Let's try to prove the aforementioned intuition (that the protocol is perfectly secure) more formally by applying what can be found in How To Simulate It and Secure MPC and Secret Sharing. First, we observe that the protocol is (almost) symmetric. Hence, it should be sufficient if we consider only $P_1$ to be semi-honest. Next, the functionality $f(x,y):=z$ of the protocol $\pi$ is deterministic and satisfies correctness (evaluate $z_1+z_2\,\mathrm{mod}\,q$ for verification). Furthermore, the first component of $f(x,y)$ is $f_1(x,y):=z_1$ and we introduce the view of $P_1$ by
\begin{align*}
\mathrm{view}_1^{\pi}(x,y):=\left(x,r_1,m_1,m_2,\dots,m_t\right)\in \mathbb{Z}_q^{1\times p},
\end{align*}
where $r_1$ is the content of $P_1$'s internal random tape, and $m_1,m_2,\dots,m_t$ denote the received messages.
Then, a simulation based proof for perfect security requires that there exists a probabilistic-polynomial time simulator $S_1$ such that
\begin{align*}
\{S_1\left(x,f_1(x,y)\right)\}_{x,y\in\{0,1\}^*} \stackrel{\mathrm{perf}}{\equiv} \{\mathrm{view}_1^{\pi}\left(x,y\right)\}_{x,y\in\{0,1\}^*}.
\end{align*}
Perfect indistinguishability between these probability ensembles should be reached if for all possible $x,y\in\{0,1\}^*$ the statistical distance
\begin{equation}
\label{eq:dist}
\Delta(\mathrm{view}_1^\pi(x,y),S_1(x,f_1(x,y)):=\frac{1}{2} \sum_{\boldsymbol{w}\in\mathbb{Z}_q^{1\times p}} |\mathrm{Pr}(\mathrm{view}_1^{\pi}(x,y)=\boldsymbol{w})-\mathrm{Pr}(S_1(x,f_1(x,y)=\boldsymbol{w})|
\end{equation}
vanishes. We start by running $\pi$ and, according to the definition from before, find
$$
\mathrm{view}_1^{\pi}\left(x,y\right)=\left(x,x_1,y_1,\alpha_1,\beta_1,\gamma_1,\delta_2,\epsilon_2\right),
$$
where $x_1$ stems from $P_1$'s internal source of randomness (the random tape), $\alpha_1,\beta_1,\gamma_1$ stem from an auxiliary offline source of randomness (but may be considered as messages as well?), and $y_1,\delta_2,\epsilon_2$ are messages received from $P_2$. Note that apart from $x$ all of these quantities are uniformly random in $\mathbb{Z}_q$. Moreover, from $\mathrm{view}_1^{\pi}(x,y)$ all other quantities, that $P_1$ has access to, can be computed. Hence, $\mathrm{view}_1^{\pi}(x,y)$ contains all of $P_1$'s information.
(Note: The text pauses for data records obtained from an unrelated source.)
PR #7430, opened 2022-10-25
refactor: replace require() with import

caugner:
## Summary

Replaces remaining `require()` calls that haven't been migrated to `import` as part of the TypeScript migration.

---

## Screenshots

n/a

---

Trusting our tests to catch errors, and will trigger a dev deployment as soon as tests are green.


queengooborg:
There appears to be a number of formatting changes in this PR as well, probably automatically from your editor.  Some of the formatting changes don't seem to match Prettier's configuration, though...

Would it be possible to revert the formatting changes, and then look into them at a later time?

caugner:
> There appears to be a number of formatting changes in this PR as well, probably automatically from your editor.

Prettier is run systematically pre-commit using `lint-staged`, so those formatting changes must be coming from prettier. The lint check should fail if any fail is not prettier-formatted (or is that check broken?).

If you're referring to these changes, note how the arrow function signature no longer fits on the `.action()` line, causing the inner block to be indented one more level:

image

queengooborg:
Hmm, something doesn't seem right here, I should be seeing the same formatting when I save the file -- let me do some more digging into this and see what's going on...

caugner:
> After looking through the commit history, I now see that there's more than originally meets the eye.

@queengooborg You're right! And the PR description should have mentioned that.

To improve the situation, I have now extracted `FooArgsAndOptions` interfaces. It's not perfect, but probably slightly better than inline types.

I was thinking of calling them `FooCommandArgsAndOptions` or `FooCommandInterface`, but wasn't sure whether those are really better.

queengooborg:
I like `ArgsAndOptions` (or maybe we could do `ArgsAndOpts` for a tad shorter name) because it's much clearer what it is and what it's intended for, thanks for doing that!

Issue #5269, opened 2022-02-09
Fallback english url removes markdown styling


davbrito:
When I write an URL that doesn't exist in Spanish, Yari replaces the link with the `en-US` version of the page as a fallback.

The problem comes when the text inside the Markdown link is styles with backticks, in which case the markup gets removed and left as plain text.

The source code:
  [![image](https://user-images.githubusercontent.com/39559632/153298058-127d279b-c6ae-4b52-ba2b-41c21e864d59.png)](https://github.com/mdn/translated-content/pull/4066/files#diff-2ced37d3e8c36019be77bcde1af28de2f3a0e26e4e1e25b924692fdfd7f14a4fR21)

The result:
[![image](https://user-images.githubusercontent.com/39559632/153298689-b0db4a3e-6346-4792-ad8a-cffd4b0b43e3.png)](https://pr4066.content.dev.mdn.mozit.cloud/es/docs/Web/API/Notification/icon)

> Note: I'm using this PR https://github.com/mdn/translated-content/pull/4066 to give the context for this issue.

caugner:
It looks like this is the culprit:

https://github.com/mdn/yari/blob/13890752c2de8998357ff6fbe0dcde748d06f89e/build/flaws/broken-links.ts#L64-L66

PR #7431, opened 2022-10-25
fix(build): sync broken-links flaw with web.smartLink()

caugner:
## Summary

Fixes https://github.com/mdn/yari/issues/5269 by syncing the fallback-link behavior of the broken-links flaw with `web.smartLink()`.

### Problem

Yari automatically replaces links to missing translated pages to their English counter-part, adding a "(en-US)" inside the link, but this was discarding formatting of the link text.

### Solution

Sync the implementation of the broken-link flaw that does this for inline links, with the implementation of `web.smartLink()` which is used by macros and already did this correctly.

---

### Before

image

### After

image

---

Locally added a missing inline-link in the Spanish locale [here](http://localhost:3000/es/docs/Web/JavaScript/Reference/Global_Objects#propiedades_de_valor).

### DIFF
--- a/build/flaws/broken-links.ts
+++ b/build/flaws/broken-links.ts
@@ -61,8 +61,6 @@ function mutateLink(
     $element.attr("href", suggestion);
   } else if (enUSFallback) {
     $element.attr("href", enUSFallback);
-    // This functionality here should match what we do inside
-    // the `web.smartLink()` function in kumascript rendering.
     $element.append(` <small>(${DEFAULT_LOCALE})<small>`);
     $element.addClass("only-in-en-us");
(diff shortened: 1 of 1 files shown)


build/flaws/broken-links.ts
```diff
@@ -63,7 +63,7 @@ function mutateLink(
     $element.attr("href", enUSFallback);
     // This functionality here should match what we do inside
     // the `web.smartLink()` function in kumascript rendering.
```
queengooborg, line 65: Looks like we can remove these comments now, since this PR is fixing them!

```suggestion
```

queengooborg (changes requested):

queengooborg (approved):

It remains to find a suitable $S_1$. To this end, we choose
$$
S_1(x,f_1(x,y))=\left(x,\tilde{x}_1,\tilde{y_1},\tilde{\alpha}_1,\tilde{\beta}_1,\tilde{\gamma}_1,\tilde{\delta}_2,\tilde{\epsilon}_2\right)
$$
such that each component in $(\tilde{x}_1,\tilde{y_1},\tilde{\alpha}_1,\tilde{\beta}_1,\tilde{\gamma}_1,\tilde{\delta}_2,\tilde{\epsilon}_2)$ is uniformly random in $\mathbb{Z}_q$ (it seems that we do not need the output $f_1(x,y)$). Finally, since $S_1$ can exactly mimick the distributions of each component in $\mathrm{view}_1^\pi$, it is easy to see that $\Delta(\mathrm{view}_1^\pi(x,y),S_1(x,f_1(x,y))=0$ for all $x,y$. In other words, everything apart from $x$ (which is granted to $P_1$) is indistinguishable from random garbage. Thus, we conclude that the protocol is perfectly secure.
Some observations/questions
- In the context of secure two-party computations, it seems that whenever $\mathrm{view}_1^\pi$ contains only random variables (except $x$), we can construct a simulator by simply choosing variables with the same distributions as the random variables. This makes the simulator construction trivial.
- In case, one variable in $\mathrm{view}_1^\pi$ acts non-random, we must construct it from $x,f_1(x,y)$ in order to obtain a valid simulator. To this end, suppose $y_1=y$ because $P_2$ made a mistake. Clearly, this is not secure since $P_1$ has now access to $x,y$. However, only from $x,f_1(x,y)$ we cannot possibly construct $y$ because $x$ has nothing to do with $y$ and $f_1(x,y)$ is uniformly random in $\mathbb{Z}_q$ by construction. Thus, this protocol is insecure due to $\Delta(\mathrm{view}_1^\pi(x,y),S_1(x,f_1(x,y))\neq 0$.
- What is the reason that the simulator needs $f_1(x,y)$?